Inner ear tissue remodeling and ion homeostasis gene alteration in murine chronic otitis media.

HYPOTHESIS: Studies were designed to ascertain the impact of chronic middle ear infection on the numerous ion and water channels, transporters, and tissue remodeling genes in the inner and middle ear. BACKGROUND: Permanent sensorineural hearing loss is a significant problem resulting from chronic middle ear disease, although the inner ear processes involved are poorly defined. Maintaining a balanced ionic composition of endolymph in the inner ear is crucial for hearing; thus, it was hypothesized that this may be at risk with inflammation.
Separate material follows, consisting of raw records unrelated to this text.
PR #4442, opened 2024-04-11
[IA-4627] App deletion should succeed when sub-resources dont exist

lucymcnatt:
__Jira ticket__: https://broadworkbench.atlassian.net/browse/IA-4627

### What

- When an app is deleted, many sub-resources (databases, managed identity, namespace) are deleted through WSM. If the underlying resource is deleted in WSM, the delete errors.
- This change handles the error and updates the database when this happens
- Also consolidates the WSM delete functions in the AKS interp so that all resource deletions are handled by the same function and can take advantage of the new error handling

### Why

- If a resource is deleted in WSM, then the deletion has already succeeded and Leo's database should reflect that

### What to test

- 

### Who tested and where

- [ ] I validated this change 

### DIFF
--- a/http/src/main/scala/org/broadinstitute/dsde/workbench/leonardo/util/AKSInterpreter.scala
+++ b/http/src/main/scala/org/broadinstitute/dsde/workbench/leonardo/util/AKSInterpreter.scala
@@ -1322,17 +1322,18 @@ class AKSInterpreter[F[_]](config: AKSInterpreterConfig,
       _ <- logger.info(ctx.loggingCtx)(
         s"Deleting WSM resource ${wsmResource.resourceId.value} for app ${app.appName.value} in workspace ${workspaceId.value}"
       )
+
+      jobId = UUID.randomUUID()
+      deleteResourceRequest = new DeleteControlledAzureResourceRequest().jobControl(
+        new JobControl().id(jobId.toString)
+      )
       _ <- wsmResource.resourceType match {
         case WsmResourceType.AzureManagedIdentity =>
           F.blocking(wsmApi.deleteAzureManagedIdentity(workspaceId.value, wsmResource.resourceId.value))
-        case WsmResourceType.AzureDatabase | WsmResourceType.AzureKubernetesNamespace =>
-          val jobId = UUID.randomUUID()
-          val deleteResourceRequest = new DeleteControlledAzureResourceRequest().jobControl(
-            new JobControl().id(jobId.toString)
-          )
-          if (wsmResource.resourceType == WsmResourceType.AzureDatabase)
-            deleteAndPollWsmDatabaseResource(workspaceId, app, wsmResource, jobId, deleteResourceRequest, wsmApi)
-          else deleteAndPollWsmNamespaceResource(workspaceId, app, wsmResource, jobId, deleteResourceRequest, wsmApi)
+        case WsmResourceType.AzureDatabase =>
+          deleteAndPollWsmDatabaseResource(workspaceId, app, wsmResource, jobId, deleteResourceRequest, wsmApi)
+        case WsmResourceType.AzureKubernetesNamespace =>
+          deleteAndPollWsmNamespaceResource(workspaceId, app, wsmResource, jobId, deleteResourceRequest, wsmApi)
         case _ =>
           F.raiseError(AppDeletionException(s"Unexpected WSM resource type ${wsmResource.resourceType}"))
       }
--- a/http/src/main/scala/org/broadinstitute/dsde/workbench/leonardo/util/AKSInterpreter.scala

METHODS: Inner and middle ear RNA collected separately from 6-month-old C3H/HeJ mice with prolonged middle ear disease were subjected to qRT-PCR for 8 common inflammatory cytokine genes, 24 genes for channels controlling ion (sodium, potassium, and chloride) and water (aquaporin) transport, tight junction claudins, and gap junction connexins, and 32 tissue remodeling genes. Uninfected Balb/c mice were used as controls. RESULTS: Significant increase in inner ear inflammatory and ion homeostasis (claudin, aquaporin, and gap junction) gene expression, and both upregulation and downregulation of tissue remodeling gene expression occurred. Alteration in middle ear ion homeostasis and tissue remodeling gene expression was noted in the setting of uniform upregulation of cytokine genes. CONCLUSION: Chronic inflammatory middle ear disease can impact inner ear ion and water transport functions and induce tissue remodeling. Recognizing these inner ear mechanisms at risk may identify potential therapeutic targets to maintain hearing during prolonged otitis media.